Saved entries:

========

PR #280, opened 2020-02-25
Set owner to null when an asset's owner is deleted from users

juliasaveliff:


rackcity/models/asset.py
```diff
@@ -74,8 +74,7 @@ class Meta:
     def save(self, *args, **kwargs):
         try:
             validate_hostname(self.hostname)
-            if self.owner is not None:
```
juliasaveliff: Moved this to inside `validate_owner` to be consistent with validate_hostname

rackcity/views/user_views.py
```diff
@@ -239,6 +240,10 @@ def user_delete(request):
             status=HTTPStatus.BAD_REQUEST,
         )
     else:
+        deleted_user_assets = Asset.objects.filter(owner=username)
+        for asset in deleted_user_assets:
+            asset.owner = None
+            asset.save()
```
juliasaveliff: after deleting the user, iterate over any assets who had the deleted user's username, set its owner to null

PR #282, opened 2020-02-26
fixed bug with modifying network or power interface of a model via bulk

benauriemma:


rackcity/views/it_model_views.py
```diff
@@ -177,17 +177,31 @@ def model_modify(request):
...
     assets = Asset.objects.filter(model=existing_model.id)
     if len(assets) > 0:
-        if set(new_model_data["network_ports"]) != set(existing_model.network_ports):
-            raise ModelModificationException("Unable to modify network ports.")
-        if int(new_model_data["num_power_ports"]) != existing_model.num_power_ports:
+        if (
+            set(new_model_data["network_ports"])
+            != set(existing_model.network_ports)
+        ):
+            raise ModelModificationException(
```
clairecfu: in that case we should also add `"network_ports" in new_model_data ` to this condition

rackcity/views/it_model_views.py
```diff
@@ -177,17 +177,31 @@ def model_modify(request):
...
+        if (
+            (
+                not new_model_data["num_power_ports"]
+                and existing_model.num_power_ports
+            )
+            or (
+                int(new_model_data["num_power_ports"])
+                != existing_model.num_power_ports
+            )
+        ):
```
clairecfu: and `"num_power_ports" in new_model_data` right

PR #291, opened 2020-02-26
DONE WITH ERROR MESSAGES TONIGHT!

juliasaveliff:


rackcity/utils/errors_utils.py
```diff
@@ -15,11 +16,14 @@ class Status(Enum):
 
 
 class GenericFailure(Enum):
-    UNKNOWN = "Unknown internal error."
+    INTERNAL = "Internal error."
```
juliasaveliff: this is used SPARINGLY only when `id` is not specified in a request or it is specified when it shouldn't be

rackcity/utils/errors_utils.py
```diff
@@ -15,11 +16,14 @@ class Status(Enum):
...
     DOES_NOT_EXIST = " does not exist."
     FILTER = "Invalid filter applied."
     SORT = "Invalid sort applied."
     INVALID_DATA = "Required values are missing or invalid."
+    ON_SAVE = " failed to save. Please ensure all input values are valid."
+    ON_DELETE = " failed to delete due to internal error."
+    PAGE_ERROR = "Failed to load this page of data. Please try again."
```
juliasaveliff: made more descriptive errors to replace "unknown internal error"

rackcity/utils/errors_utils.py
```diff
@@ -106,11 +110,14 @@ def parse_serializer_errors(errors):
...
     failure_detail = ""
     if isinstance(error, ValidationError):
         for err in error:
             failure_detail += err
+    elif isinstance(error, IntegrityError):
+        for err in error.args:
+            failure_detail += err
     else:
-        failure_detail = GenericFailure.UNKNOWN.value
+        failure_detail = object_name + GenericFailure.ON_SAVE.value
```
juliasaveliff: only used when this is NOT a ValidationError (custom validation errors we have created) or IntegrityError (error thrown from the depths of the DB on save). no idea when that would even happen

PR #308, opened 2020-03-02
biggg routing changes 

clairecfu:
- [x] new routing system so that dashboard maintains state (does not unmount and remount)
- [x] good bye hard coded routes (use enum in utils.tsx)
- [x] adding required isauthenticated for i-am-admin
- [x] showing tabs on detailview pages 
- [x] css changes


rackcity/views/user_views.py
```diff
@@ -292,6 +292,7 @@ def who_am_i(request):
 
 
 @api_view(['GET'])
+@permission_classes([IsAuthenticated])
```
clairecfu: @juliasaveliff as discussed

PR #309, opened 2020-03-06
Claire change planner

clairecfu:
- [x] creating asset change planner for @benauriemma  to refactor hehe


rackcity/models/asset_change_planner.py
```diff
@@ -0,0 +1,79 @@
...
+        validators=[validate_hostname],
+        null=True,
+        blank=True,
+    )
+    rack_position = models.PositiveIntegerField()
+    model = models.ForeignKey(
+        ITModel,
+        on_delete=models.CASCADE,
+        verbose_name="related model",
+    )
```
benauriemma: FYSA, `on_delete=models.CASCADE` means that if a model is deleted, any AssetCP with that model will also be deleted without warning. I'm not sure what the desired behavior is there but if it's left as `CASCADE` then you'll likely want to add something to the check we do for existing assets when deleting a model

rackcity/models/asset_change_planner.py
```diff
@@ -0,0 +1,79 @@
...
+
+
+class AssetCP(models.Model):
+    related_asset = models.ForeignKey(
+        Asset,
+        on_delete=models.SET_NULL,
+        null=True,
+        blank=True,
+    )
+    ## TODO: related_decomissioned_asset
```
benauriemma: What will this field be?

rackcity/models/change_plan.py
```diff
@@ -0,0 +1,22 @@
...
+from django.db import models
+from django.contrib.auth.models import User
+
+
+class ChangePlan(models.Model):
+    name = models.CharField(max_length=150)
+    execution_time = models.DateTimeField(blank=True, null=True)
+    owner = models.ForeignKey(
+        User,
+        on_delete=models.CASCADE
```
benauriemma: Same comment here about `on_delete=models.CASCADE` - if a user is deleted, their change plan will disappear without warning. I'm not sure that's the desired behavior.

rackcity/models/change_plan.py
```diff
@@ -0,0 +1,22 @@
...
+    )
+
+    class Meta:
+        ordering = ['name']
+        constraints = [
+            models.UniqueConstraint(
+                fields=['name', 'owner'],
```
benauriemma: This says that two different users can make change plans with the same name - is that what we want?

rackcity/models/asset_change_planner.py
clairecfu: this will be the same idea as related_asset but will point to a decomissionedAsset object once it exists

rackcity/models/change_plan.py
clairecfu: this is the expected behavior we settled on, since only users can see their own change plans, also clarified on piazza via this post 
https://piazza.com/class/k4u27qnccr45oo?cid=139

rackcity/models/change_plan.py
clairecfu: yeah - same idea as above comment, only individuals can see their own change plans

rackcity/models/asset_change_planner.py
clairecfu: changing this to SET_NULL, for both model and rack.

rackcity/models/asset_change_planner.py
```diff
@@ -44,12 +44,14 @@ class AssetCP(models.Model):
     rack_position = models.PositiveIntegerField()
     model = models.ForeignKey(
         ITModel,
-        on_delete=models.CASCADE,
+        on_delete=models.SET_NULL,
+        null=True,
         verbose_name="related model",
     )
```
clairecfu: expected behavior if you the model or rack in the real world is deleted: the change planner will show a conflict saying "associated model was deleted"... this would also result in invalid network ports/power port connections, not sure how we want to handle this exactly, but will discuss with @juliasaveliff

========

WORK ITEM
Please retype every entry above exactly as it stands.

YOUR SOLUTION
PR #280, opened 2020-02-25
Set owner to null when an asset's owner is deleted from users

juliasaveliff:


rackcity/models/asset.py
```diff
@@ -74,8 +74,7 @@ class Meta:
     def save(self, *args, **kwargs):
         try:
             validate_hostname(self.hostname)
-            if self.owner is not None:
```
juliasaveliff: Moved this to inside `validate_owner` to be consistent with validate_hostname

rackcity/views/user_views.py
```diff
@@ -239,6 +240,10 @@ def user_delete(request):
             status=HTTPStatus.BAD_REQUEST,
         )
     else:
+        deleted_user_assets = Asset.objects.filter(owner=username)
+        for asset in deleted_user_assets:
+            asset.owner = None
+            asset.save()
```
juliasaveliff: after deleting the user, iterate over any assets who had the deleted user's username, set its owner to null

PR #282, opened 2020-02-26
fixed bug with modifying network or power interface of a model via bulk

benauriemma:


rackcity/views/it_model_views.py
```diff
@@ -177,17 +177,31 @@ def model_modify(request):
...
     assets = Asset.objects.filter(model=existing_model.id)
     if len(assets) > 0:
-        if set(new_model_data["network_ports"]) != set(existing_model.network_ports):
-            raise ModelModificationException("Unable to modify network ports.")
-        if int(new_model_data["num_power_ports"]) != existing_model.num_power_ports:
+        if (
+            set(new_model_data["network_ports"])
+            != set(existing_model.network_ports)
+        ):
+            raise ModelModificationException(
```
clairecfu: in that case we should also add `"network_ports" in new_model_data ` to this condition

rackcity/views/it_model_views.py
```diff
@@ -177,17 +177,31 @@ def model_modify(request):
...
+        if (
+            (
+                not new_model_data["num_power_ports"]
+                and existing_model.num_power_ports
+            )
+            or (
+                int(new_model_data["num_power_ports"])
+                != existing_model.num_power_ports
+            )
+        ):
```
clairecfu: and `"num_power_ports" in new_model_data` right

PR #291, opened 2020-02-26
DONE WITH ERROR MESSAGES TONIGHT!

juliasaveliff:


rackcity/utils/errors_utils.py
```diff
@@ -15,11 +16,14 @@ class Status(Enum):
 
 
 class GenericFailure(Enum):
-    UNKNOWN = "Unknown internal error."
+    INTERNAL = "Internal error."
```
juliasaveliff: this is used SPARINGLY only when `id` is not specified in a request or it is specified when it shouldn't be

rackcity/utils/errors_utils.py
```diff
@@ -15,11 +16,14 @@ class Status(Enum):
...
     DOES_NOT_EXIST = " does not exist."
     FILTER = "Invalid filter applied."
     SORT = "Invalid sort applied."
     INVALID_DATA = "Required values are missing or invalid."
+    ON_SAVE = " failed to save. Please ensure all input values are valid."
+    ON_DELETE = " failed to delete due to internal error."
+    PAGE_ERROR = "Failed to load this page of data. Please try again."
```
juliasaveliff: made more descriptive errors to replace "unknown internal error"

rackcity/utils/errors_utils.py
```diff
@@ -106,11 +110,14 @@ def parse_serializer_errors(errors):
...
     failure_detail = ""
     if isinstance(error, ValidationError):
         for err in error:
             failure_detail += err
+    elif isinstance(error, IntegrityError):
+        for err in error.args:
+            failure_detail += err
     else:
-        failure_detail = GenericFailure.UNKNOWN.value
+        failure_detail = object_name + GenericFailure.ON_SAVE.value
```
juliasaveliff: only used when this is NOT a ValidationError (custom validation errors we have created) or IntegrityError (error thrown from the depths of the DB on save). no idea when that would even happen

PR #308, opened 2020-03-02
biggg routing changes 

clairecfu:
- [x] new routing system so that dashboard maintains state (does not unmount and remount)
- [x] good bye hard coded routes (use enum in utils.tsx)
- [x] adding required isauthenticated for i-am-admin
- [x] showing tabs on detailview pages 
- [x] css changes


rackcity/views/user_views.py
```diff
@@ -292,6 +292,7 @@ def who_am_i(request):
 
 
 @api_view(['GET'])
+@permission_classes([IsAuthenticated])
```
clairecfu: @juliasaveliff as discussed

PR #309, opened 2020-03-06
Claire change planner

clairecfu:
- [x] creating asset change planner for @benauriemma  to refactor hehe


rackcity/models/asset_change_planner.py
```diff
@@ -0,0 +1,79 @@
...
+        validators=[validate_hostname],
+        null=True,
+        blank=True,
+    )
+    rack_position = models.PositiveIntegerField()
+    model = models.ForeignKey(
+        ITModel,
+        on_delete=models.CASCADE,
+        verbose_name="related model",
+    )
```
benauriemma: FYSA, `on_delete=models.CASCADE` means that if a model is deleted, any AssetCP with that model will also be deleted without warning. I'm not sure what the desired behavior is there but if it's left as `CASCADE` then you'll likely want to add something to the check we do for existing assets when deleting a model

rackcity/models/asset_change_planner.py
```diff
@@ -0,0 +1,79 @@
...
+
+
+class AssetCP(models.Model):
+    related_asset = models.ForeignKey(
+        Asset,
+        on_delete=models.SET_NULL,
+        null=True,
+        blank=True,
+    )
+    ## TODO: related_decomissioned_asset
```
benauriemma: What will this field be?

rackcity/models/change_plan.py
```diff
@@ -0,0 +1,22 @@
...
+from django.db import models
+from django.contrib.auth.models import User
+
+
+class ChangePlan(models.Model):
+    name = models.CharField(max_length=150)
+    execution_time = models.DateTimeField(blank=True, null=True)
+    owner = models.ForeignKey(
+        User,
+        on_delete=models.CASCADE
```
benauriemma: Same comment here about `on_delete=models.CASCADE` - if a user is deleted, their change plan will disappear without warning. I'm not sure that's the desired behavior.

rackcity/models/change_plan.py
```diff
@@ -0,0 +1,22 @@
...
+    )
+
+    class Meta:
+        ordering = ['name']
+        constraints = [
+            models.UniqueConstraint(
+                fields=['name', 'owner'],
```
benauriemma: This says that two different users can make change plans with the same name - is that what we want?

rackcity/models/asset_change_planner.py
clairecfu: this will be the same idea as related_asset but will point to a decomissionedAsset object once it exists

rackcity/models/change_plan.py
clairecfu: this is the expected behavior we settled on, since only users can see their own change plans, also clarified on piazza via this post 
https://piazza.com/class/k4u27qnccr45oo?cid=139

rackcity/models/change_plan.py
clairecfu: yeah - same idea as above comment, only individuals can see their own change plans

rackcity/models/asset_change_planner.py
clairecfu: changing this to SET_NULL, for both model and rack.

rackcity/models/asset_change_planner.py
```diff
@@ -44,12 +44,14 @@ class AssetCP(models.Model):
     rack_position = models.PositiveIntegerField()
     model = models.ForeignKey(
         ITModel,
-        on_delete=models.CASCADE,
+        on_delete=models.SET_NULL,
+        null=True,
         verbose_name="related model",
     )
```
clairecfu: expected behavior if you the model or rack in the real world is deleted: the change planner will show a conflict saying "associated model was deleted"... this would also result in invalid network ports/power port connections, not sure how we want to handle this exactly, but will discuss with @juliasaveliff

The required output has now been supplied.